Please use this identifier to cite or link to this item: http://hdl.handle.net/1942/44588
Title: Evaluating time-to-event surrogates for time-to-event true endpoints: an information-theoretic approach based on causal inference
Authors: Stijven, Florian
MOLENBERGHS, Geert 
VAN KEILEGOM, Ingrid 
VAN DER ELST, Wim 
ALONSO ABAD, Ariel 
Issue Date: 2024
Publisher: SPRINGER
Source: Lifetime data analysis,
Status: Early view
Abstract: Putative surrogate endpoints must undergo a rigorous statistical evaluation before they can be used in clinical trials. Numerous frameworks have been introduced for this purpose. In this study, we extend the scope of the information-theoretic causal-inference approach to encompass scenarios where both outcomes are time-to-event endpoints, using the flexibility provided by D-vine copulas. We evaluate the quality of the putative surrogate using the individual causal association (ICA)-a measure based on the mutual information between the individual causal treatment effects. However, in spite of its appealing mathematical properties, the ICA may be ill defined for composite endpoints. Therefore, we also propose an alternative rank-based metric for assessing the ICA. Due to the fundamental problem of causal inference, the joint distribution of all potential outcomes is only partially identifiable and, consequently, the ICA cannot be estimated without strong unverifiable assumptions. This is addressed by a formal sensitivity analysis that is summarized by the so-called intervals of ignorance and uncertainty.

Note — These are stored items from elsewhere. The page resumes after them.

PR #362, opened 2024-11-11
Fix bounds checks in BMI270 driver in `bulk_read`

jabberrock:
Both `i` and `bytes_to_read` are `size_t`, which are `unsigned long`. `i - bytes_to_read` always underflows and should have been `bytes_to_read - i` for how many bytes are left in the buffer. But since we're dealing with unsigned values, it's safer to only do additions and comparisons.

### DIFF
--- a/src/sensors/softfusion/drivers/bmi270.h
+++ b/src/sensors/softfusion/drivers/bmi270.h
@@ -398,15 +398,18 @@ struct BMI270 {
 
 		for (uint32_t i = 0u; i < bytes_to_read;) {
 			const uint8_t header = getFromFifo<uint8_t>(i, read_buffer);
-			if ((header & Fifo::ModeMask) == Fifo::SkipFrame
-				&& (i - bytes_to_read) >= 1) {
+			if ((header & Fifo::ModeMask) == Fifo::SkipFrame) {
+				if (i + 1 > bytes_to_read) {
+					// incomplete frame, nothing left to process
+					break;
+				}
 				getFromFifo<uint8_t>(i, read_buffer);  // skip 1 byte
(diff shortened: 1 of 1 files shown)


l0ud (approved):
lgtm

src/sensors/softfusion/drivers/bmi270.h
```diff
@@ -398,15 +398,18 @@ struct BMI270 {
 
 		for (uint32_t i = 0u; i < bytes_to_read;) {
 			const uint8_t header = getFromFifo<uint8_t>(i, read_buffer);
-			if ((header & Fifo::ModeMask) == Fifo::SkipFrame
-				&& (i - bytes_to_read) >= 1) {
+			if ((header & Fifo::ModeMask) == Fifo::SkipFrame) {
+				if (i + 1 > bytes_to_read) {
```
ButterscotchV, line 402: Couldn't we just do this? Also is this even necessary considering the condition of the for loop or does `getFromFifo` progress `i` (I believe this to be the case)?
```suggestion
				if (i >= bytes_to_read) {
```

jabberrock: It's just coincidence that when you need to read 1 byte, you can use either `+ 1 > bytes_to_read` or `>= bytes_to_read`. In general, when you need to read X bytes, you can only use `+ X > bytes_to_read`. I chose this so that the "has enough bytes" check is consistent across all the cases.

The for loop is insufficient because you might end up reading past the end of the buffer.

ButterscotchV (approved):

jabberrock:
Thanks for reviewing and merging @ButterscotchV !

PR #367, opened 2024-11-23
[sfusion, BMI270] Perform gryo motionless calibration before gyro offset calibration

jabberrock:
On a normal reset, we set the CRT (motionless) registers at startup, and then apply the calibrated gryo offset to every gyro sample.

Previously, we performed gyro offset calibration before CRT calibration. This means that we are actually calculating the gyro offset based on a CRT of 0, instead of the actual CRT.

This change performs CRT calibration before gyro calibration, so that the gryo offset is based on the actual CRT.

Cherry-picked from:
https://github.com/l0ud/SlimeVR-Tracker-ESP-BMI270/commit/2424b2ff08197c6b2d236714d8ca6de929c6bbe9
https://github.com/l0ud/SlimeVR-Tracker-ESP-BMI270/commit/cf349886c1e1bf562ea033df31ec04e52e83358f

### DIFF
--- a/src/sensors/softfusion/drivers/bmi270.h
+++ b/src/sensors/softfusion/drivers/bmi270.h
@@ -363,6 +363,11 @@ struct BMI270 {
 			gyroSensitivity.z = crt_values[2];
 		}
 
+		// CRT seems to leave some state behind which isn't persisted after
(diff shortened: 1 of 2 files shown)


l0ud (approved):
LGTM

ButterscotchV (approved):

PR #368, opened 2024-11-24
Somatic batch 2 changes

SomaticTom:
This will be ahead of the firmware that was shipped with devices, but should be functionally equivalent


SomaticTom:
Git can be a pain! Merge request sent to Mainline Slime instead of our repo. OOPS!

PR #1071, opened 2021-03-18
Switch p&f to v1beta1

soltysh:
/assign @sttts @tkashem


soltysh:
/close
the timeout doesn't fix the problem with tests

The frequentist properties of these intervals are discussed in detail. Finally, the proposed methods are illustrated with an analysis of pooled data from two advanced colorectal cancer trials. The newly developed techniques have been implemented in the R package Surrogate.
Notes: Stijven, F (corresponding author), Katholieke Univ Leuven, I BioStat, B-3000 Leuven, Belgium.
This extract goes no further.